» ABOUT THIS TASK
Below are some records; quote exactly the lines from the one that contains "Using haproxy proxy-protocol" through the one that contains "I've pushed a", inclusive, and no others.

» SOURCE MATERIAL
+ + + + +
PR #391, opened 2025-09-25
Improve NEON support on MacOS

green-br:
Add arm host_cpu to NEON check found on MacOS.


fxcoudert:
Why `arm` and not `arm64` (which is what Apple `uname -m` outputs)?

green-br:
Seems to be what `config.guess` returns.  Your suggestion to use `--build=aarch64-apple-darwin#{OS.kernel_version}` in the home-brew formula as suggested`Homebrew/homebrew-core/pull/245725` means we can close this ticket.

PR #397, opened 2025-12-04
[WIP] Meson build system

mia-0:
Since CMake has too many problems to list and Autotools doesn’t really integrate with anything, I decided to port most of the Autotools build system to Meson. This includes maintainer mode. I did not touch any existing files other than for the commit that removes CMake, so this is not as clean and simple as it could be.

The genfft part deviates a bit from Autotools by using (requiring) [Dune](https://dune.build/), which will download and compile known-working versions of the OCaml toolchain and any required packages as necessary.

See `README-meson.md` in the top-level directory for more information.

#### Targets

GCC 15 with glibc except as noted. Cross-compiled builds were tested by running the `bench` program through a few cases using QEMU binfmt wrappers or WINE and making sure it also picked a few SIMD code paths.

* x86_64 native
* aarch64 cross (Android NDK r28c, Clang)
* loongarch64 cross
* ppc64le cross
* riscv64 cross
* s390x cross
* MinGW-w64 x86_64 cross

#### Environments

* plain
* KDevelop
* VSCode with Meson extension

#### Other

* Creating dist tarballs
* Including FFTW as subproject of another project via [Meson’s Wrap system](https://mesonbuild.com/Wrap-dependency-system-manual.html)

### On Windows 11:

MSVC cl 19.50 / link 14.50. Other than MSVS 2026, only Meson and Ninja were installed using the MSI package from [Meson’s Release page](https://github.com/mesonbuild/meson/releases). No WSL or other external dependencies.

Static library build only because we’re not explicitly exporting some internal symbols that are needed to dynamically link threads/omp/mpi libs and tools to the main library. But yes, it basically works with MSVC-style toolchains as well. Was easier than I thought, too.

#### Targets

* x86 native
* x86_64 native

#### Environments

* plain (developer console)
* Visual Studio 2026 (Meson vs2022 backend)
* Visual Studio 2026 (vslite project setup)

---

I also wanted to test some BSDs but didn’t get around to it yet. As for macOS and other Apple targets, Meson does have an Xcode backend, but I was unable to test it because I do not have a Mac and my aging travel laptop took more than half an hour just to boot a macOS VM (it really is not meant to run on anything but Apple hardware). Help is appreciated.

## To Do

These are required to reach feature parity with Autotools:

- [ ] Fortran wrappers (needs replacements for Autoconf-provided macros)
- [ ] ARM v7a/v8 performance counters
- [ ] Commercialized tarballs

Bonus features:

- [ ] Build multiple precisions at once
- [ ] Replace Perl wrapper with proper Meson test and benchmark suites
- [ ] Generate more complete set of CMake support files (please somebody else do this)


antoniovazquezblanco:
Awesome effort! Would love to see it merged! Thank you! :D

mia-0:
Actually I don’t care anymore. FFTW3 is not free software (centers people), it is a product (centers market value). I have no interest in supporting the latter, and suggest taking a look at FFmpeg’s FFT implementations instead of using FFTW3.

PR #405, opened 2026-05-26
Elbrus2000 architecture support

arrowd:
`make check` passes.

### DIFF
--- a/kernel/cycle.h
+++ b/kernel/cycle.h
@@ -524,6 +524,18 @@ INLINE_ELAPSED(inline)
 #define HAVE_TICK_COUNTER
 #endif
 
+#if defined(__e2k__) && !defined(HAVE_TICK_COUNTER)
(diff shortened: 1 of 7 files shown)


matteo-frigo:
Thanks.

I am confused by your PR.  I didn't know about e2k (or perhaps I saw an announcement at the time and I forgot), but as far as I can tell it is a SPARC derivative.  How can it have SSE2/AVX?

arrowd:
> as far as I can tell it is a SPARC derivative. 

No it is an "old" Elbrus that was a SPARC derivative. Elbrus2000 (e2k) is a completely original architecture, a VLIW one.

> How can it have SSE2/AVX?

The compiler ships SSE/AVX compatible headers (*intrin.h) which export intrinsics that are expanded to e2k SIMD instructions. This way e2k can piggy-back on the x86 SIMD code in various projects.

PR #410, opened 2026-07-01
added pkg-config support for MPI builds

### LINKED ISSUE #57: RFE: fftw.pc.in conditional MPI library inclusion
I understand that the position of those working on FFTW is to minimize library dependencies (at least with regards to `pthreads` and `fftw3*_threads`), but when building FFTW with MPI enabled, it may be desirable to include `-lfftw3*_mpi` in the pkg-config libraries portion. I'm not sure if this may cause problems on other systems, but at least in Fedora, the `fftw3*.pc` files will be installed in their respective MPI `PKG_CONFIG_PATH` (i.e. `/usr/lib64/mpich/lib/pkgconfig` or similar) and will not conflict with those non-MPI pc files when the user loads the corresponding MPI module (i.e. `module load mpi/mpich-x86_64`) for configuring and building with MPI.

In any case, an easy way to conditionally include `-lfftw3*_mpi` is in the `configure.ac` file add under the `if test "$enable_mpi" = "yes"; then` test the lines

`LIBFFTW3MPI=-lfftw3${PREC_SUFFIX}_mpi`
`AC_SUBST(LIBFFTW3MPI)`

and change the `Libs:` in `fftw.pc.in` to
`Libs: -L${libdir} @LIBFFTW3MPI@ -lfftw3@PREC_SUFFIX@ @LIBQUADMATH@`.

MarDiehl:
will create additional pkgconfig file, following the design of FFTW.

closes #57 if I understand the issue correctly.

Note that this change probably is in conflict with #407


MarDiehl:
#407 uses separate `.pc.in` files, this uses sed to adjust the existing file. From my perspective, it would make sense to use the same approach for MPI, OpenMP, and threads.

PR #793, opened 2019-06-12
Respect Terminal Modes specified in the `pty` configuration object

thingalon:
When requesting a Pseudo-TTY, it can be useful to specify Terminal Modes to configure the pty. 

This PR checks for a `modes` key in the `pty` configuration object when requesting a Pseudo-TTY, and passes it through to the `SSH2Streams` `pty` call if present. 

Example usage:

```
const Client = require('ssh2').Client;
const zlib = require('zlib');

const conn = new Client();

conn.on('ready', function() {
    const options = {
        pty: {
            term: 'xterm',
            modes: { OPOST: 1 },
        }
    };

    conn.exec('uptime | gzip -f', options, function(err, stream) {
        if (err) throw err;

        stream.on('close', function(code, signal) {
            conn.end();
        });

        stream.pipe( zlib.createGunzip() ).pipe( process.stdout );
    });
});

conn.connect({ ... });
```

In this example, the output of `gzip` gets mangled by the pseudoterminal unless `{ OPOST: 0 }` gets passed through to deactivate output post-processing.

### DIFF
--- a/README.md
+++ b/README.md
@@ -1013,6 +1013,8 @@ This is a normal **streams2** Duplex Stream (used both by clients and servers), 
 
 * **term** - < _string_ > - The value to use for $TERM. **Default:** `'vt100'`
 
+* **modes** - < _object_ > - An object containing [Terminal Modes](#terminal-modes) as keys, with each value set to each mode argument. **Default:** `null`
+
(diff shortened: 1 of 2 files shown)


mscdex:
Landed in 83404d81b33cc25987241d9ab3b1682e359d66f4. Thanks!

PR #837, opened 2019-10-10
Pass ident in client

ad-m:


mscdex:
This should follow the same pattern as the other config parameters and should be documented as well.

PR #846, opened 2019-11-01
readme: fix signature verification

fredericosilva:
When a wrong signature is presented the verify return an Error


mscdex:
Landed in 37c6193ec64fb07e5ac7d3ac9d7797116e8a01ae. Thanks!

PR #854, opened 2019-11-11
Handle sftp subsystem request as regular subsystem request

### LINKED ISSUE #853: Server: Get Channel instead of SFTPStream for sftp subsystem
I'm writing a proxy (server) and would like to proxy sftp requests from the client connected to the proxy, to a target ssh server. The connection to the target is establish via `ssh2.Client`. In theory, I could simply call `target.subsys('sftp')`, and then pipe the subsystem channel of the server to the target subsystem channel:

```javascript
connection.on('subsystem', (accept, reject, info) => {

  if (info.subsystem === 'sftp') {
    target.subsys('sftp', (err, sftp) => {

      // reject on error
      if (err) return reject();

      // get hold of the channel and pipe them
      const channel = accept();
      channel.pipe(sftp).pipe(channel);

    });
  }

})

```

Unfortunately, the `connection.on('subsystem')` handler is never called. Instead, the `connection.on('sftp')` handler gets invoked because of this code in the server:
https://github.com/mscdex/ssh2/blob/9ed3144ecf6e01c8fc9e4dcc2bbf18a3d5b2b1ff/lib/server.js#L865-L884

Unfortunately, this handler already provides me with an `SFTPStream` instance that is already piped to the original `Channel`.

To support my use-case, it would be nice if we could check if there is a listener for `sftp` on the connection, and if not, just emit it as a regular `subsystem` request.

I'm happy to create a PR if you agree this would be useful.

mofux:
Closes #853

Emits the `subsystem` event for the `sftp` subsystem if there is no `sftp` listener.

### DIFF
--- a/lib/server.js
+++ b/lib/server.js
@@ -849,34 +849,38 @@ function Session(client, info, localChan) {
           reject && reject();
       break;
       case 'subsystem':
-        accept = function() {
-          if (replied || ending || channel)
-            return;
+        var createAccept = function(enableSFTPStream) {
+          return function accept() {
+            if (replied || ending || channel)
+              return;
 
-          replied = true;
+            replied = true;
 
-          if (info.wantReply)
-            client._sshstream.channelSuccess(outgoingId);
+            if (info.wantReply)
+              client._sshstream.channelSuccess(outgoingId);
 
-          channel = new Channel(chaninfo, client, { server: true });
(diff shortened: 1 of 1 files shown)


mscdex:
This should be resolved now with the `ssh2` rewrite. For more details see [here](https://github.com/mscdex/ssh2/issues/935).

PR #859, opened 2019-12-11
Allow users to prompt for private key signature at a later stage

cintolas:
We use the SSH client on our server as an authentication mechanism to our systems.  The browser sends REST calls to the server and proxies the connection information to the SSH client located on the server.

The private key is uploaded to the browser's local storage.  From there it needs to be able to send the public key and sign the data in order to log in.  This allows the browser to act as an ssh agent, and the user's private key never has to be on the destination machine


mscdex:
It looks like you need to rebase?

mscdex:
Custom SSH agents and a more flexible `authHandler()` are now available in v1.0.0 and should meet the original needs described here.

PR #941, opened 2020-10-14
[Server] Ability to pass an existing socket in config instead of starting a new TCP Server

th-ch:
This feature adds the ability to plug an SSH Server instance  to an existing socket, instead of creating a new TCP server and listening on it (useful if the server is behind an existing connection for example).

A similar option already exists in the client (`sock`) so the same name has been picked for consistency, keeping the behavior for the Server object backwards-compatible (if `sock` is not passed, a TCP server is created - same behavior as before).

### DIFF
--- a/README.md
+++ b/README.md
@@ -989,6 +989,8 @@ You can find more examples in the `examples` directory of this repository.
 
     * **debug** - _function_ - Set this to a function that receives a single string argument to get detailed (local) debug information. **Default:** (none)
 
+    * **sock** - _DuplexStream_ - A _DuplexStream_ to pipe to the server instead of creating and using a new TCP server.
+
 #### Connection events
 
 * **authentication**(< _AuthContext_ >ctx) - The client has requested authentication. `ctx.username` contains the client username, `ctx.method` contains the requested authentication method, and `ctx.accept()` and `ctx.reject([< Array >authMethodsLeft[, < Boolean >isPartialSuccess]])` are used to accept or reject the authentication request respectively. `abort` is emitted if the client aborts the authentication request. Other properties/methods available on `ctx` depends on the `ctx.method` of authentication the client has requested:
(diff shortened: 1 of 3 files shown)


mscdex:
I'm not sure I see the use case behind something like this. It's not really a server if it's just only ever handling a single socket...

th-ch:
Thanks for the quick answer! Goal is to handle a single SSH connection incoming on an existing socket, but indeed in that case a `Server` is "just" a processor for SSH packets. 
It seems another way to achieve this could be to do the same processing as a `Server` does (in that case, this PR is not needed), e.g. something along the lines of:

```js
// We have an existing `socket`

var fs = require("fs");

var ssh2 = require("ssh2");
var ssh2Stream = require("ssh2-streams")

const cfg = {
    algorithms: {
        serverHostKey: [ 'ecdsa-sha2-nistp256' ],
    },
    hostKeys: {
        'ecdsa-sha2-nistp256': ssh2Stream.utils.parseKey(fs.readFileSync("ssh_host_key")),
    },
    server: true,
}
var sshstream = new ssh2Stream.SSH2Stream(cfg);
var client = new ssh2.Server.IncomingClient(sshstream, socket);

socket.pipe(sshstream).pipe(socket);

socket.once('close', () => {
    // since joyent/node#993bb93e0a, we have to "read past EOF" in order to
    // get an `end` event on streams. thankfully adding this does not
    // negatively affect node versions pre-joyent/node#993bb93e0a.
    sshstream.read();
}).on('error', (err) => {
    sshstream.reset();
    sshstream.emit('error', err);
});

// Handle client like in the connection listener for `Server`
```

It seems to work, would that be enough to process the incoming SSH connection or is something else needed?

mscdex:
Using `ssh2-streams` would be more appropriate for now, until something similar is made public for the rewrite that is currently in master.

131:
FYI, on #1028 , i'm working toward same goal (but with a multi-client design)

mscdex:
I think this can be solved now by the newly introduced `injectSocket()` method of `ssh2.Server`?

PR #1009, opened 2021-05-16
Fix streams autoDestroy, Node 14 major change

imatlopez:
https://github.com/liximomo/vscode-sftp/issues/919#issuecomment-838305532

Affecting the rewrite as well as the deprecated streams module. (Tested it locally)


mscdex:
Landed in c0de05d186065ad4081b98d2f7aa0fe22161ec09. Thanks!

Issue #1027, opened 2021-06-25
Add proxy-procotol support


131:
I want to use ssh2 server behind haproxy, but i do not want to loose remoteAddr info.

Using haproxy proxy-protocol seems to be the right way to do it.

Proxy-protocol is a fixed length simple header in a tcp stream [see specs](https://www.haproxy.org/download/1.8/doc/proxy-protocol.txt). Decoding the proxy-procol [is trivial](https://github.com/balena-io-modules/proxy-protocol-parser/blob/master/lib/v2_decode.js), but this need to be done in ssh2 directly and cannot be done outside of this module (as ssh2 is creating the listening socket)

If you are OK with this, I'll push a simple PR with proxy-procotol v2 header decoding in ssh2@1 server signature

```
const {Server} =  require('ssh2');
new Server({
  hostKeys: [readFileSync('host.key')]
  proxyProcol : true
}, (client) =>  ...
);
```

mscdex:
I think I'd rather have a nice, neat way of creating a server that accepts (duplex) streams instead of listening on a socket. I'm not sure offhand if that will break any existing server functionality though (I'm thinking not).

131:
I've pushed a naive implementation, please tell me whether or not it fits you

PR #1028, opened 2021-06-26
Expose server & newClient API

131:
Per #1027

### DIFF
--- a/lib/server.js
+++ b/lib/server.js
@@ -318,7 +318,10 @@ class Server extends EventEmitter {
     const ident = (cfg.ident ? Buffer.from(cfg.ident) : undefined);
     const offer = new KexInit(algorithms);
 
-    this._srv = new netServer((socket) => {
+    this._srv = cfg.server || new netServer();
+
+    this._srv.on('connection', (socket) => {
+
       if (this._connections >= this.maxConnections) {
         socket.destroy();
         return;
--- a/README.md
+++ b/README.md
@@ -1066,6 +1066,8 @@ You can find more examples in the `examples` directory of this repository.
 
     * **highWaterMark** - _integer_ - This is the `highWaterMark` to use for the parser stream. **Default:** `32 * 1024`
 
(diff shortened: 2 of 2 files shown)


lib/server.js
```diff
@@ -318,7 +318,8 @@ class Server extends EventEmitter {
     const ident = (cfg.ident ? Buffer.from(cfg.ident) : undefined);
     const offer = new KexInit(algorithms);
 
-    this._srv = new netServer((socket) => {
+
+    this.newClient = (socket) => {
```
mscdex, line 322: Rather than creating a new property, it'd be better to just move the code into the `'connection'` handler.

131: That will make the external API complex, i’ll need to hook the « connection » event, unsubscribe ssh2, wait for a socket, detect the proxy-protocol header and emit ssh2  connection listener manually…

What about an async property « validateSocket(socket, cb) » with the current (and undocumented) maxClient logic that users might want to override ?

mscdex: I was assuming someone would pass a fake server object that they would then emit `'connection'` on as needed. It would more code changes, but we could reduce the `net.Server`-specific API usage (e.g. `listen()`) in that case so the end user wouldn't need to implement/stub out as much.

131: What’s the getConnections API purpose here ? Can we drop it ?

mscdex: It's to provide access to the underlying server's [`getConnections()`](https://nodejs.org/docs/latest/api/net.html#net_server_getconnections_callback), which gets you the number of connected sockets.

I would rather not drop it, especially since most people who are implementing a server are most likely using the implicit `net.Server` for listening for incoming connections. If anything we could just check if the function exists on the underlying server instance. If it doesn't exist or isn't a function, then we could probably just throw an exception I suppose.

131: i’ve submitted a new implementation

mscdex:
After looking at the problem some more, I decided to go with an even simpler solution in f53ad45b502bd23fe906fedc338909b0938cf9f6. I appreciate your patience and the PR.

PR #1037, opened 2021-07-16
protocol: send ident and CRLF in a single packet

Eugeny:
Many older and non-compliant servers (in particular, Cisco switches) will fail to establish a connection when the initial ident is split into multiple TCP packets


mscdex:
I appreciate the PR, but I decided to go about this a bit differently in a4e1f7877d346d487e299cb2796205ed8f81cd8f so as to avoid the Buffer copying in the common case of no custom ident set. The original solution was just a quick and dirty test.

PR #1046, opened 2021-08-10
Fix parseKey undefined

xxorax:
And so make the server example working again.
Thanks !

### DIFF
--- a/README.md
+++ b/README.md
@@ -490,8 +490,7 @@ const { timingSafeEqual } = require('crypto');
 const { readFileSync } = require('fs');
 const { inspect } = require('util');
 
-const { utils, Server } = require('ssh2');
-const parseKey = utils.parseKey;
+const { utils: { parseKey }, Server } = require('ssh2');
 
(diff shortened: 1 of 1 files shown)


README.md
```diff
@@ -490,7 +490,8 @@ const { timingSafeEqual } = require('crypto');
 const { readFileSync } = require('fs');
 const { inspect } = require('util');
 
-const { parseKey, Server } = require('ssh2');
+const { utils, Server } = require('ssh2');
```
mscdex, line 493: How about just this instead:

```suggestion
const { utils: { parseKey }, Server } = require('ssh2');
```

README.md
```diff
@@ -490,7 +490,8 @@ const { timingSafeEqual } = require('crypto');
...
+const parseKey = utils.parseKey;
```
xxorax, line 494: No need this anymore
```suggestion

```

mscdex:
Landed in 3b21709386b465eb48ce7070086d1bc15caa3148. Thanks!

PR #19, opened 2017-10-12
setup additions

cgosmeyer:
I've modified `setup.py` to install all the packages listed under "Dependencies" on http://grizli.readthedocs.io/en/master/grizli/install.html.  It ran smoothly for me, except when trying to install the package `reproject`.  It doesn't crash, just doesn't install it.  Not sure if it's just me...

To do the second half of the setup in http://grizli.readthedocs.io/en/master/grizli/install.html, I wrote `grizli/post_install.py` (might want to change the name) as an optional script that will create the GRIZLI directory and the iref, jref, CONF, and templates subdirectories, and will modify the `.bashrc` to include paths to GRIZLI, iref, and jref.  To make this work, I needed modify `grizli/utils.py` in the functions `fetch_hst_calib` and `fetch_default_calibs` to accept user-given paths to iref and jref.


gbrammer:
Thanks a lot, @cgosmeyer . Can you remove the requirement in post_install.py that "GRIZLI" be ${HOME}/GRIZLI?

cgosmeyer:
@gbrammer Originally I had a prompt where the user could type in the path where they wanted GRIZLI installed. Do you want something like that?

gbrammer:
@cgosmeyer: How about assuming the user has set the environment variable and taking it from `os.getenv`?

gbrammer:
Oh, now I notice that the script modifies ~/.bashrc.  I'd take that out and rely on the user to set the environment up themselves (for example, I wouldn't want to also require $iref to be within the Grizli path).

cgosmeyer:
@gbrammer What if I gave the user the option to either let the script modify the .bashrc or just print the lines they should add themselves?

gbrammer:
I'd rather not touch .bashrc at all.  In principle people could be running other shells as well.

cgosmeyer:
@gbrammer I see what you're saying!  Some may not like that, but I do, because I am lazy.  What if there were command line arguments that would give the user the option to create iref and jref directories, if they wanted to, and modify .bashrc, again just if they wanted to.  I assume most people would be in bash if using anaconda?  

```
>>> python post_install.py --iref /some/path --jref some/path --modify_bashrc True
```

gbrammer:
Sure, sounds good!

PR #47, opened 2020-06-17
Adding Grizli for dummies to the Grizli repository

jkmatharu:
Grizli for dummies is an unofficial guide to using Grizli. Not sure how to create a link to it from the documentation page?


gbrammer:
Thanks a lot for this!  Can you convert to reStructuredText and put this in the `docs` directory along with a line in the `toctree` at the bottom of [docs/index.rst](https://github.com/gbrammer/grizli/blob/master/docs/index.rst) so that it gets rendered with the rest of the documentation?

gbrammer:
@jkmatharu Check the reorganization I made of the section headings to make sure that layout is how you had planned it.  Only the first section should have `========` so that it shows up as a single line in the main ToC.  Then subsections can be `------`, `~~~~~~~`, `^^^^^^^^`, etc.

gbrammer:
Scratch that @jkmatharu.  I bumped the headings back up since they can render OK as a separate tree in the ToC.  Please check the main repo to see if the main sections are now as you want them.

PR #78, opened 2022-05-25
Fix some issues in JWST headers and parsing to improve AstroDrizzle compatibility

gbrammer:
AstroDrizzle requires some more detailed aspects in the FITS files in order to "pretend" that the JWST exposures are HST WFC3/IR.  For example, they require a TIME HDU extension that describes the exposure time, per pixel.  This can be an empty HDU with a single value indicated in the `PIXVALUE` keyword.

### DIFF
--- a/grizli/jwst_utils.py
+++ b/grizli/jwst_utils.py
@@ -106,6 +106,8 @@ def img_with_flat(input, verbose=True, overwrite=True):
     """
     Apply flat-field correction if nessary
     """
+    import gc
+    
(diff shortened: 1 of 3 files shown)


gbrammer:
@victoriastrait these fixes should allow you to get to the end of the "GroupFLT" contamination modeling in the pipeline demo, which includes making the visit-level mosaic in the direct imaging filter and deriving a catalog from it.

The grism model doesn't look great because of the residual gradient across the simulations, but the spectra are mostly in the right place.

Issue #87, opened 2022-06-08
Need to distinguish NIRISS and NIRCam/SW filters with the same name


gbrammer:
Otherwise they'll be processed together, e.g., when making the final drizzle combined images across filters.

For filters in common between ACS/WFC and WFC3/UVIS, a `u` is appended to the filter names, but this is a bit ugly.  

[utils.get_hst_filter](https://github.com/gbrammer/grizli/blob/master/grizli/utils.py#L1211) would be the place to do this, but elsewhere the functions that parse the filter name from the visit product name assume that the filter name ends in a single character.

gbrammer:
This isn't quite the same issue, but the parse_visits functions should also distinguish between the different detectors

PR #89, opened 2022-06-14
Rename get_hst_filter to parse_filter_from_header, include NIRCam detectors in visit parsing

gbrammer:
Rename the function `utils.get_hst_filter` to `utils.parse_filter_from_header` throughout, since it parses headers from other telescopes.  

That new function includes a keyword argument `jwst_detector=False` that prepends the JWST detector to the filter string, which is useful mostly for making unique visit product names in `utils.get_flt_info` and `utils.parse_flt_files`.  

**Note:** The detector name is extracted from the ``DETECTOR`` keyword, but in NIRCam the LW detector name is changed from "LONG" to "5", e.g., "nrca5", to better match the FITS filenames.

So, product names are something like ``unknown-02561-001-036.0-nrcb1-f115w-clear`` and ``unknown-02561-001-036.0-nrcb5-f277w-clear``.

This PR also fixes a bug where the JWST header keywords were being set extra times before passing to drizzle.

### DIFF
--- a/grizli/aws/aws_drizzler.py
+++ b/grizli/aws/aws_drizzler.py
@@ -918,7 +918,7 @@ def drizzle_images(label='macs0647-jd1', ra=101.9822125, dec=70.24326667, pixsca
 
                 filt_i = file.split('-')[-1].split('_dr')[0]
             else:
-                filt_i = utils.get_hst_filter(hdu_i[0].header)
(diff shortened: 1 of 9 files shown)


gbrammer:
This addresses part of the visit naming issue at https://github.com/gbrammer/grizli/issues/87.

PR #104, opened 2022-07-25
Update niriss config

gbrammer:
Use new config files with better positioning of the NIRISS 0th order spectra


gbrammer:
@victoriastrait I pushed some new config files to https://github.com/gbrammer/grizli-config/blob/main/niriss.conf.220725.tar.gz and this update uses them.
+ + + + +
» YOUR SOLUTION
Using haproxy proxy-protocol seems to be the right way to do it.

Proxy-protocol is a fixed length simple header in a tcp stream [see specs](https://www.haproxy.org/download/1.8/doc/proxy-protocol.txt). Decoding the proxy-procol [is trivial](https://github.com/balena-io-modules/proxy-protocol-parser/blob/master/lib/v2_decode.js), but this need to be done in ssh2 directly and cannot be done outside of this module (as ssh2 is creating the listening socket)

If you are OK with this, I'll push a simple PR with proxy-procotol v2 header decoding in ssh2@1 server signature

```
const {Server} =  require('ssh2');
new Server({
  hostKeys: [readFileSync('host.key')]
  proxyProcol : true
}, (client) =>  ...
);
```

mscdex:
I think I'd rather have a nice, neat way of creating a server that accepts (duplex) streams instead of listening on a socket. I'm not sure offhand if that will break any existing server functionality though (I'm thinking not).

131:
I've pushed a naive implementation, please tell me whether or not it fits you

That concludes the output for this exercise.